Ее отец? Я не знаю, есть ли у нее братья, а может быть, с ними, кроме воспоминаний о дяде Хаиме, живет еще какой-нибудь дядюшка.

– То есть… Что вы хотите сказать?

– Она переехала в Париж.

Самый счастливый человек в мире повесил трубку и почувствовал, что у него из глаз сами собой ручьем катятся слезы. Он ничего не понимал; как может быть, чтобы Сара… она же ничего мне не говорила. Так неожиданно, Сара. Ведь еще в пятницу, когда мы в последний раз виделись, мы договорились встретиться на остановке трамвая!

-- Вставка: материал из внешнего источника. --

PR #450, opened 2019-04-02
codeView: Hide toolbox and FtH on wobble movement

danigm:
https://phabricator.endlessm.com/T25788

### DIFF
--- a/js/ui/codeView.js
+++ b/js/ui/codeView.js
@@ -405,6 +405,11 @@ var CodingSession = new Lang.Class({
         this._hackablePropsChangedId = 0;
         this._hackable = true;
 
+        this._grabbed = false;
+        this._backParent = null;
+        this._backConstraint = null;
+        this._grabTimeoutId = 0;
+
         this.parent(params);
 
         // FIXME: this should be extended to make it possible to launch
@@ -451,6 +456,69 @@ var CodingSession = new Lang.Class({
 
     get toolbox() {
         return this._toolbox;
+    },
+
+    setGrabbed: function(grabbed) {
+        if (this._grabTimeoutId > 0) {
+            Mainloop.source_remove(this._grabTimeoutId);
+            this._grabTimeoutId = 0;
+        }
+
+        if (grabbed) {
+            this._attachBackendWindow();
+            this._grabbed = true;
+            this._syncButtonVisibility();
+        } else {
+            // giving some time to finish possible window movement FXs
+            this._grabTimeoutId = Mainloop.timeout_add(500,
+                () => {
+                    Mainloop.source_remove(this._grabTimeoutId);
+                    this._grabTimeoutId = 0;
+
+                    this._detachBackendWindow();
+                    this._grabbed = false;
+                    this._syncButtonVisibility();
+                    return GLib.SOURCE_REMOVE;
+                });
+        }
+    },
+
+    _attachBackendWindow: function() {
+        const frontActor = this._actorForCurrentState();
+        const backActor = this._getOtherActor(frontActor);
+
+        if (!backActor)
+            return;
+
+        this._backParent = backActor.get_parent();
+        this._backParent.remove_child(backActor);
+        frontActor.insert_child_at_index(backActor, 0);
+
+        // Constraint to avoid inside actor movement
+        const path = new Clutter.Path();
+        path.add_move_to(0, 0);
+        this._backConstraint = new Clutter.PathConstraint({path: path, offset: 0});
+        backActor.add_constraint(this._backConstraint);
+    },
+
+    _detachBackendWindow: function() {
+        const frontActor = this._actorForCurrentState();
+        const backActor = this._getOtherActor(frontActor);
+
+        if (!this._backParent || !backActor)
+            return;
+
+        if (this._backConstraint) {
+            backActor.remove_constraint(this._backConstraint);
+            this._backConstraint = null;
+        }
+
+        const [x, y] = frontActor.get_position();
+        backActor.set_position(x, y);
+
+        frontActor.remove_child(backActor);
+        this._backParent.insert_child_below(backActor, frontActor);
+        this._backParent = null;
     },
 
     _ensureButton: function() {
@@ -767,6 +835,11 @@ var CodingSession = new Lang.Class({
             this._hackablePropsChangedId = 0;
         }
 
+        if (this._grabTimeoutId !== 0) {
+            Mainloop.source_remove(this._grabTimeoutId);
+            this._grabTimeoutId = 0;
+        }
+
         // If we have an app window, disconnect any signals and destroy it,
         // unless we are destroying the session because the app window was
         // destroyed in the first place
@@ -950,6 +1023,7 @@ var CodingSession = new Lang.Class({
             !Main.overview.visible &&
             !inFullscreen &&
             !locked &&
+            !this._grabbed &&
             this._hackable) {
 
             if (!this.toolbox) {
@@ -1226,6 +1300,16 @@ var CodeViewManager = new Lang.Class({
             this._removeSession(session, eventType);
 
         return false;
+    },
+
+    handleWindowGrab: function(actor, grabbed) {
+        let session = this._getSession(actor,
+                                       SessionLookupFlags.SESSION_LOOKUP_APP |
+                                       SessionLookupFlags.SESSION_LOOKUP_TOOLBOX);
+        if (!session)
+            return;
+
+        session.setGrabbed(grabbed);
     },
 
     handleMapWindow: function(actor) {
--- a/js/ui/windowManager.js
+++ b/js/ui/windowManager.js
@@ -2940,6 +2940,7 @@ var WindowManager = new Lang.Class({
 
         if (attachedEffect)
             attachedEffect.activate('move', { grabbed: true });
+        this._codeViewManager.handleWindowGrab(actor, true);
     },
 
     _windowUngrabbed: function(display, op, window) {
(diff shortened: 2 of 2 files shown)


js/ui/codeView.js
```diff
@@ -453,6 +456,44 @@ var CodingSession = new Lang.Class({
         return this._toolbox;
     },
 
+    setGrabbed: function(grabbed) {
+        if (this._button)
+            this._button.opacity = grabbed ? 0 : 255;
+
+        if (this.toolbox && this._state == STATE_APP)
+            this.toolbox.opacity = grabbed ? 0 : 255;
```
joaquimrocha: **Nitpicky-pick:** I'd create a var with the opacity value just not to repeat those two lines, i.e.
`let opacity = grabbed ? 0 : 255;`

As indicated, this is a nitpick, so feel free to change it only if you think it's worth it.

js/ui/codeView.js
```diff
@@ -405,6 +405,9 @@ var CodingSession = new Lang.Class({
         this._hackablePropsChangedId = 0;
         this._hackable = true;
 
+        this._appParent = null;
+        this._appPositionId = 0;
```
joaquimrocha: **Nitpick:** When I saw this, I was wondering what `position ID` was; it'd be a bit more clear if it were called `this._appPositionHandler` or `this._appPositionHandlerId`. But it's a mere suggestion (really up to you).

js/ui/codeView.js
```diff
@@ -453,6 +456,44 @@ var CodingSession = new Lang.Class({
...
+
+    _attachAppToToolbox: function() {
+        this._appParent = this.app.get_parent();
+        this._appParent.remove_child(this.app);
+        this.toolbox.insert_child_at_index(this.app, 0);
+        this.app.set_position(0, 0);
+        this._appPositionId = this.app.connect('notify::position', (actor) => {
+            const [x, y] = actor.get_position();
+            if (x || y)
+                actor.set_position(0, 0);
```
joaquimrocha: The reason for this seems a bit non-trivial (at least to me), can you explain (and if you agree it's not obvious, add a comment) why this is needed? Maybe to prevent the actor changing its position by itself when it's contained in the parent?

js/ui/codeView.js
```diff
@@ -453,6 +456,44 @@ var CodingSession = new Lang.Class({
...
+    },
+
+    _attachAppToToolbox: function() {
+        this._appParent = this.app.get_parent();
+        this._appParent.remove_child(this.app);
+        this.toolbox.insert_child_at_index(this.app, 0);
+        this.app.set_position(0, 0);
+        this._appPositionId = this.app.connect('notify::position', (actor) => {
+            const [x, y] = actor.get_position();
+            if (x || y)
```
joaquimrocha: I was trying to understand why you're checking the position here, instead of just calling `set_position` below, and I suspect it's because otherwise this would end up in an infinite call of `set_position`, as we're triggering the notify from the method we use to connect to it.

Thus, I think this is one of those cases where a comment may avoid future problems of "let me remove these lines and just call `set_position(0, 0)` directly".

js/ui/codeView.js
```diff
@@ -453,6 +456,44 @@ var CodingSession = new Lang.Class({
...
+                actor.set_position(0, 0);
+        });
+    },
+
+    _detachAppFromToolbox: function() {
+        if (!this._appParent || !this.toolbox) {
+            return;
+        }
```
joaquimrocha: Assuming the convention is to not use curly brackets in one-liner if statements (like you have in the beginning of this patch), then this should be removed.

js/ui/codeView.js
```diff
@@ -886,6 +929,7 @@ var CodingSession = new Lang.Class({
             return;
 
         let actor = window.get_compositor_private();
+
```
joaquimrocha: **Nitpick:** This may have been left-over unintentionally.

js/ui/codeView.js
danigm: We need this here because we're syncing the window position and after adding as a child we don't need to move the position of the child, so this is done to ensure that the child actor will be in the correct possition without modifying the sync function. I'll add a comment as you suggested

js/ui/codeView.js
```diff
@@ -453,6 +457,63 @@ var CodingSession = new Lang.Class({
...
+            Mainloop.source_remove(this._grabTimeoutId);
+            this._grabTimeoutId = 0;
+        }
+
+        if (!this._button)
+            return;
+
+        if (grabbed)
+            this._button.opacity = 0;
+        else {
```
joaquimrocha: I'm not sure what's the convention here (I had the impression that as long as you have a block with curly brackets, the other should have them too). So let's wait for someone else to clarify that.

danigm: I think you're right about this convention, I've configured the eslint for the shell and it tells me that I should put brackets there. I've updated it.

js/ui/codeView.js
```diff
@@ -453,6 +457,63 @@ var CodingSession = new Lang.Class({
...
+            // giving some time to finish possible window movement FXs
+            this._grabTimeoutId = Mainloop.timeout_add(300,
+                () => {
+                    this._button.opacity = 255;
+                    return GLib.SOURCE_REMOVE;
+                });
+        }
+    },
+
+    _attachAppToToolbox: function() {
```
cosimoc: This is a quite neat trick! However, from what I can see your change always sets up the app window actor to be a child of the toolbox while the toolbox is displayed.
I am a bit concerned that will break some expectation elsewhere that window actors are children of the window group.

On the other hand, if this does work reliably I think that we could remove a lot of the window position tracking/synchronization code that we have elsewhere in `codeView.js`, but that's probably besides the point of this PR.

Perhaps for now we could set up the nested hierarchy only while the window is being dragged?

js/ui/codeView.js
```diff
@@ -453,6 +457,63 @@ var CodingSession = new Lang.Class({
...
+        this._appParent = this.app.get_parent();
+        this._appParent.remove_child(this.app);
+        this.toolbox.insert_child_at_index(this.app, 0);
+        this.app.set_position(0, 0);
+        // As a child actor we need to ensure that the position is always (0, 0)
+        // to avoid the rendering outside the parent window or with an offset.
+        // We've code to sync both windows so to avoid glitches and actor
+        // movements inside the parent we force the position listening to the
+        // position change event.
+        this._appPositionHandlerId = this.app.connect('notify::position', (actor) => {
```
cosimoc: Have you considered using a `ClutterConstraint` to achieve this instead?
I'm also curious to know how this code interacts with the position tracking code we have elsewhere for coding session windows; ideally we would have a single place where we adjust positions.

js/ui/codeView.js
```diff
@@ -453,6 +457,63 @@ var CodingSession = new Lang.Class({
...
+        if (this._grabTimeoutId > 0) {
+            Mainloop.source_remove(this._grabTimeoutId);
+            this._grabTimeoutId = 0;
+        }
+
+        if (!this._button)
+            return;
+
+        if (grabbed) {
+            this._button.opacity = 0;
```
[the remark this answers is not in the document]
danigm: Done in the `_syncButtonVisibility`

js/ui/codeView.js
```diff
@@ -1142,6 +1216,11 @@ var CodingSession = new Lang.Class({
         actor.rotation_angle_y = 0;
         actor.opacity = 255;
         this._rotatingInActor = null;
+
+        if (actor === this.toolbox)
+            this._attachAppToToolbox();
+        else
+            this.toolbox.opacity = 0;
```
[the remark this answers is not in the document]
danigm: Done, now the attach is done for both windows.

js/ui/codeView.js
danigm: The first version of the path does that, but I changed to do it after the flip. I've implemented the original version again so now the attach is only done during the grab.

js/ui/codeView.js
danigm: I tried to do avoid the window sync in the existing function, but for some reason that cause some movement glitches, that's because I was using the `notify`.

I didn't know about `ClutterConstraint` before, but now I've used a `ClutterConstraint` to do this and it works like a charm.

js/ui/codeView.js
```diff
@@ -453,6 +467,67 @@ var CodingSession = new Lang.Class({
...
+
+        this._backConstraint = new InsideActorConstraint();
+        backActor.add_constraint(this._backConstraint);
+    },
+
+    _detachBackendWindow: function() {
+        const frontActor = this._actorForCurrentState();
+        const backActor = this._getOtherActor(frontActor);
+
+        if (!this._backParent || !backActor) {
```
cosimoc: Remove curlies here

js/ui/codeView.js
```diff
@@ -366,6 +366,15 @@ const SessionDestroyEvent = {
     SESSION_DESTROY_TOOLBOX_DESTROYED: 1,
 };
 
+var InsideActorConstraint = new Lang.Class({
+    Name: 'insideActorConstraint',
+    Extends: Clutter.Constraint,
+
+    vfunc_update_allocation: function(actor, actorBox) {
```
cosimoc: Is there not a stock `ClutterConstraint` subclass that we could use instead of rolling our own?

danigm: I've done this with the `ClutterPathConstraint` instead of a custom one.

GeorgesStavracas:
Please merge it. No reason to hold it.

cosimoc:
Thanks!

Сорок седьмого, да, как всегда с тех пор, как… Что она забыла в Париже? А? Почему она сбежала? Что я ей сделал?

В течение десяти дней кряду, каждое утро ровно в восемь, в дождь и в солнце, Адриа приходил на встречу на трамвайной остановке и желал, чтобы произошло чудо и Сара не уехала в Париж – и чтобы, одним словом, вот и я; или, например, я хотела проверить, правда ли ты меня любишь; или, не знаю, что угодно, может быть, она придет после четвертого трамвая. На одиннадцатый день, придя на остановку, он сказал себе, что сыт по горло трамваями, на которые они никогда не сядут вдвоем. И больше никогда я не был на этой остановке, Сара. Больше никогда.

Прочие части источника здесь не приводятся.